Photo: Lionsgate/Everett Collection

Captain Spaulding isn’t the only Rob Zombie–created clown on this list, but he is the only one who’s named after a Groucho Marx character, and that has to count for something. It’s not just the name, either: Captain Spaulding, played by Sid Haig, balances Groucho’s entertainer instincts with his mean streak. In the first film in the Firefly trilogy, 2003’s House of 1000 Corpses, the depths of Spaulding’s depravity and his connection to the murderous Firefly clan aren’t fully clear. It’s in the far superior sequel, 2005’s The Devil’s Rejects, that we see how brutal and twisted he really is. Zombie completed the series with 3 From Hell in 2019, though Haig’s declining health kept Spaulding from being a main player. The actor died that same year, but his harrowing performance as Captain Spaulding lives on in horror film (and killer clown) history.

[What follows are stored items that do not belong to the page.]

PR #1419, opened 2026-09-15
aalon - Technical Onboarding 

Elio1104:
[ADD] '.idea' to gitignore


.gitignore
```diff
@@ -127,3 +127,4 @@ dmypy.json
 
 # Pyre type checker
 .pyre/
+.idea
```
leclerc-leo: Try not to push changes to .gitignore, you can add a .gitignore in the folder that contains tutorials, odoo (community) and enterprise folder instead and it should still register.

If you only have tutorial opened, you should probably open a folder that contains those 3 folders as you can use it to search in the odoo/enterprise codebase for example which will help greatly later.

estate/models/estate_property.py
```diff
@@ -0,0 +1,41 @@
...
+
+
+class EstateProperty(models.Model):
+    _name = "estate.property"
+    _description = "Estate Property"
+
+    name = fields.Char('Name', required=True)
+    description = fields.Text('Description')
+    postcode = fields.Char('Postcode')
+    date_availability = fields.Date('Availability Date', copy=False, default=lambda self: fields.Date.add(fields.Date.today(), days=90))
```
leclerc-leo: We try to keep the lines around ~120 characters. If you use vscode you can configure the settings for `rulers` to add one there.
Nitpick: some people like to have `string=` before the string to make it clearer. 
```suggestion
    date_availability = fields.Date(
        string='Availability Date',
        copy=False,
        default=lambda self: fields.Date.add(fields.Date.today(), days=90)<
    )
```

estate/models/estate_property.py
```diff
@@ -0,0 +1,41 @@
...
+    garage = fields.Boolean('is Garage')
+    garden = fields.Boolean('is Garden')
+    garden_area = fields.Integer('Garden Area')
+    garden_orientation = fields.Selection(
+        string='Garden Orientation',
+        selection=[
+            ("north", "North"),
+            ("south", "South"),
+            ("east", "East"),
+            ("west", "West")],
```
leclerc-leo: nitpick
```suggestion
        selection=[
            ("north", "North"),
            ("south", "South"),
            ("east", "East"),
            ("west", "West"),
        ],
```

leclerc-leo (commented):
👋  Great work

aboo-odoo:

estate/models/estate_property.py
```diff
@@ -0,0 +1,140 @@
+from odoo import fields, models, api
```
aboo-odoo, line 1: [Imports](https://www.odoo.com/documentation/19.0/contributing/development/coding_guidelines.html#imports)
The imports are ordered as: 
- Imports of odoo submodules

```suggestion
from odoo import api, fields, models
```

estate/models/estate_property.py
```diff
@@ -0,0 +1,140 @@
...
+from odoo.exceptions import UserError, ValidationError
+from odoo.tools import float_compare
+
+
+class EstateProperty(models.Model):
+    _name = "estate.property"
+    _description = "Estate Property"
+
+    name = fields.Char('Title', required=True)
```
aboo-odoo, line 11: For your personal knowledge, you could also

```suggestion
    name = fields.Char(required=True)
```
By default, the string of a field is that field name 😄 But leaving it is not an error either, it's personal preferences 👍

estate/models/estate_property.py
```diff
@@ -0,0 +1,140 @@
...
+    description = fields.Text('Description')
```
aboo-odoo, line 12: Some teams like UI strings to be double quoted; this also applies to all your other strings. Don't change them all because it's not meaningful but just keep it in mind.


```suggestion
    description = fields.Text("Description")
```

estate/models/estate_property.py
```diff
@@ -0,0 +1,140 @@
...
+    postcode = fields.Char('Postcode')
+    property_type_id = fields.Many2one(
```
aboo-odoo, line 14: Nice use of `_id.s` suffixes 👍

estate/models/estate_property.py
```diff
@@ -0,0 +1,140 @@
...
+        string='Property Type',
+    )
+    tag_ids = fields.Many2many(
+        comodel_name='estate.property.tag',
+        string='Tags',
+    )
+    date_availability = fields.Date(
+        string='Available From',
+        copy=False,
+        default=lambda self: fields.Date.add(
```
aboo-odoo, line 25: Good use of a lambda function here! Well done 😄

estate/models/estate_property.py
```diff
@@ -0,0 +1,140 @@
...
+    bedrooms = fields.Integer('Bedrooms', default=2)
+    living_area = fields.Integer('Living Area (sqm)')
+    facades = fields.Integer('Number of Facades')
+    garage = fields.Boolean('is Garage')
+    garden = fields.Boolean('is Garden')
+    garden_area = fields.Integer('Garden Area')
+    garden_orientation = fields.Selection(
+        string='Garden Orientation',
+        selection=[
+            ("north", "North"),
```
aboo-odoo, line 48: Either you put single quote everywhere, double quote everywhere or double quote UI strings and single quote the rest but **be consistant**

estate/models/estate_property.py
```diff
@@ -0,0 +1,140 @@
...
+    )
+
+    _check_selling_price = models.Constraint(
+        definition='CHECK(selling_price >= 0)',
+        message='The selling price must be positive',
+    )
+
+    @api.constrains("selling_price", "expected_price")
+    def _check_selling_price(self):
+        for record in self:
```
aboo-odoo, line 106: Here you have quite small compute methods. In the future, you might have huge once, at that point, it's important to have meaningful parameter naming.
```suggestion
        for estate in self:
```

estate/models/estate_property.py
```diff
@@ -0,0 +1,140 @@
...
+            if float_compare(record.selling_price, record.expected_price * 0.9, precision_rounding=0.01) < 0:
+                raise ValidationError('The selling price must be at least 90% of the Expected price')
```
aboo-odoo: Most strings are translated by default in Odoo. Unfortunately, this is not case of Error Messages. To make the string translatable, you need to call the `_()` method, like so

```suggestion
                raise ValidationError(self.env._('The selling price must be at least 90% of the Expected price'))
```

estate/models/estate_property_offer.py
```diff
@@ -0,0 +1,92 @@
...
+                ('id', '!=', record.id),
+                ('status', '=', 'accepted'),
+            ])
+
+            accepted_offer.status = 'refused'
+
+            record.property_id.state = 'offer_accepted'
+            record.property_id.selling_price = record.price
+            record.property_id.buyer = record.partner_id
+        return True
```
aboo-odoo, line 85:
```suggestion
        offers_to_accept = self.filtered(lambda p: p.state not in ['sold', 'cancelled'])
        if self - offers_to_accept:
            raise UserError(...)
        else:
            offers_to_accept.property_id.state = 'offer_accepted'
            offers_to_accept.property_id.selling_price = record.price
            offers_to_accept.property_id.buyer = record.partner_id
        return True
```

Advantages are: 

Now, let's talk about your search. A search is an SQL operation in the database. This means that you are doing an SQL transaction in a loop which is a performance killer. 

What you could do to help is to search before the loop to "pre-process" data and use that data instead. Like so:

 ```suggestion
    def action_accept(self):
        offers_to_accept = self.filtered(lambda p: p.state not in ['sold', 'cancelled'])
        if not(self - offers_to_accept):  # not all the offers are to be accepted
            raise UserError(...)
        
        already_accepted_offers = self.search([
            ('property_id', 'in', offers_to_accept.property_id.ids),
            ('id', 'not in', offers_to_accept.ids),
            ('status', '=', 'accepted'),
        ])
        already_accepted_offers.status = 'refused'

        offers_to_accept.property_id.state = 'offer_accepted'
        offers_to_accept.property_id.selling_price = record.price
        offers_to_accept.property_id.buyer = record.partner_id
        return True
```

Now, mind that there might be an issue if 2 offers for the same property are accepted at the same time (unlikely but possible); this needs safeguard. For example, by grouping the records by `property_id`, and if several offers relate to the same property, accept only one and refuse the others.

**Review by aboo-odoo — COMMENTED** [review]
Overall, excellent job! 🥳

Global comments:

File: estate/tests/test_estate_property.py [hunk 13]
```diff
@@ -0,0 +1,47 @@
...
+            },{
+                'price': 400000,
+                'partner_id': cls.buyers.id,
+                'validity': 10,
+                'property_id': cls.property.id
+            }
+        ])
+
+    def test_accept_offer(self):
+        self.property.offer_ids[0].action_accept()
```
aboo-odoo: Your test don't assert anything 😄 I guess it does check that there is no error when run ahah

aboo-odoo (commented):
Thank you for the test, it could be improved a little but it's a good start 👍

PR #1420, opened 2026-09-15
[ADD] estate : add Real estate module to mangage estate

Rs-appez:


estate/models/__init__.py
```diff
@@ -0,0 +1 @@
+from . import estate_property, estate_property_tag, estate_property_type
```
leclerc-leo: nitpick, we usually do something like this.
```suggestion
from . import estate_property
from . import estate_property_tag
from . import estate_property_type
```

estate/models/estate_property.py
```diff
@@ -0,0 +1,50 @@
+from odoo import fields, models
+
+
+class Property(models.Model):
+    _name = "estate_property"
```
leclerc-leo: We usually use `name.of.module.name.of.model`
```suggestion
    _name = "estate.property"
```

estate/models/estate_property.py
```diff
@@ -0,0 +1,50 @@
...
+    _description = "Estate Property"
+
+    name = fields.Char(required=True)
+    postcode = fields.Char()
+    description = fields.Text()
+    date_availability = fields.Date(
+        copy=False,
+        default=lambda _: fields.Date.add(fields.Date.today(), months=3),
```
leclerc-leo: `_` is reserved for translations (check `_(` in the odoo codebase for it's usage)
```suggestion
        default=lambda self: fields.Date.add(fields.Date.today(), months=3),
```

estate/views/estate_menus.xml
```diff
@@ -0,0 +1,14 @@
...
+            <menuitem id="estate_model_menu_action" action="estate_property_model_action" />
+        </menuitem>
+        <menuitem id="estate_setings_menu_first_level" name="Settings">
+            <menuitem id="estate_property_type_model_menu_action"
+                action="estate_property_type_model_action" />
+            <menuitem id="estate_property_tag_model_menu_action"
+                action="estate_property_tag_model_action" />
+        </menuitem>
+    </menuitem>
+</odoo>
```
leclerc-leo: we add an extra empty line at the end of every file to not have this symbol appear on github.

estate/__manifest__.py
```diff
@@ -0,0 +1,14 @@
+{
+    "name": "estate",
+    "license": "LGPL-3",
+    "author": "alpir",
```
```suggestion
    "author": "Odoo S.A.",
```

leclerc-leo (commented):
👋  Great Work, just some nitpick

aboo-odoo:

estate/models/estate_property.py
```diff
@@ -0,0 +1,131 @@
...
+    _order = "id desc"
+
+    _check_positive_expected_price = models.Constraint(
+        "CHECK(expected_price > 0)",
+        "The expected price must be stricly positive",
+    )
+    _check_positive_selling_price = models.Constraint(
+        "CHECK(selling_price >= 0)",
+        "The selling price must be positive",
+    )
```
aboo-odoo: Order of a python file is :
3. Field declarations
9. Action methods

So all your SQL constraints need to be after the fields

estate/models/estate_property.py
```diff
@@ -0,0 +1,131 @@
...
+
+    name = fields.Char(required=True)
+    postcode = fields.Char()
+    description = fields.Text()
+    date_availability = fields.Date(
+        copy=False,
+        default=lambda self: fields.Date.add(fields.Date.today(), months=3),
```
aboo-odoo, line 18: Good use of lambda here, well done!

estate/models/estate_property.py
```diff
@@ -0,0 +1,131 @@
...
+        required=True,
+        default="new",
+    )
+    property_type_id = fields.Many2one(
+        "estate.property.type",
+        string="Property Type",
+    )
+    tags_ids = fields.Many2many("estate.property.tag")
+    buyer = fields.Many2one("res.partner", copy=False)
+    salesman = fields.Many2one("res.users", default=lambda self: self.env.user)
```
```suggestion
    salesman_id = fields.Many2one("res.users", default=lambda self: self.env.user)
```

Convention is the suffix relational fields by `_id.s`

estate/models/estate_property.py
```diff
@@ -0,0 +1,131 @@
...
+        copy=False,
+        required=True,
+        default="new",
+    )
+    property_type_id = fields.Many2one(
+        "estate.property.type",
+        string="Property Type",
+    )
+    tags_ids = fields.Many2many("estate.property.tag")
+    buyer = fields.Many2one("res.partner", copy=False)
```
```suggestion
    buyer_id = fields.Many2one("res.partner", copy=False)
```

estate/models/estate_property.py
```diff
@@ -0,0 +1,131 @@
...
+    salesman = fields.Many2one("res.users", default=lambda self: self.env.user)
+    offer_ids = fields.One2many("estate.property.offer", "property_id", string="Offers")
+
+    @api.depends("living_area", "living_area")
+    def _compute_total_area(self):
+        for record in self:
```
```suggestion
        for property in self:
```
Here you have quite small compute methods. In the future, you might have huge once, at that point, it's important to have meaningful parameter naming.

estate/models/estate_property.py
```diff
@@ -0,0 +1,131 @@
...
+            record.total_area = record.living_area + record.garden_area
+
+    @api.depends("offer_ids.price")
+    def _find_best_price(self):
+        for record in self:
+            if not record.offer_ids:
+                record.best_price = 0
+            else:
+                record.best_price = max(record.offer_ids.mapped("price"))
```
aboo-odoo: Could be simplified into 

```suggestion
            record.best_price = max(record.offer_ids.mapped("price"), default=0)
```

estate/models/estate_property.py
```diff
@@ -0,0 +1,131 @@
...
+
+    @api.onchange("garden")
+    def _onchange_garden(self):
+        if self.garden:
+            self.garden_area = 10
+            self.garden_orientation = "north"
+        else:
+            self.garden_area = 0
+            self.garden_orientation = None
```
```suggestion
            self.garden_orientation = False
```

`False` is the default empty value for fields

estate/models/estate_property.py
```diff
@@ -0,0 +1,131 @@
...
+                if (
+                    float_compare(
+                        record.selling_price,
+                        record.expected_price * (THRESOLD_MIN_SELLING_POURCENT / 100),
+                        2,
+                    )
+                    < 0
+                ):
+                    raise ValidationError(
+                        _(
```
aboo-odoo: We now use the env._ for translations 
```suggestion
                        self.env._(
```

estate/models/estate_property.py
```diff
@@ -0,0 +1,131 @@
...
+    # ------------------------------------------------------------
+    # ACTIONS
+    # ------------------------------------------------------------
+
+    def action_sold_property(self):
+        for record in self:
+            if record.state == "cancelled":
+                raise UserError(_("Cancelled property cannot be sold."))
+            record.state = "sold"
+        return True
```
aboo-odoo: A slightly better way but more advanced way, would be to do like so:
```suggestion
        properties_to_cancel = self.filtered(lambda p: p.state not in ['sold', 'cancelled'])
        if self - properties_to_cancel:
            raise UserError(...)
        else:
            properties_to_cancel.state = 'cancelled'
        return True
```

Advantages are: 

estate/models/estate_property.py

Photo: Warner Bros./Everett Collection

Of course Pennywise couldn’t be limited to just one entry on this list. Even if his true form is as a giant space spider, his clown form is the peak of evil clownery — without the massively influential Pennywise, several of the killer clowns who followed almost certainly would not exist. The 1990 TV miniseries adaptation of It may not have the R-rated violence of the later films, but Tim Curry’s take on Pennywise is the scarier version of the character. No CGI embellishments necessary: just garish white face paint, tufts of red hair, and an impossibly oversize forehead. The look makes this Pennywise seem like a real clown, one who could conceivably lure a small child to the sewer before tearing his arm off. He’s a nearly immortal embodiment of evil, and he looks like the kind of clown you’d see at the circus or a kids’ party. In the end, what could be scarier than that?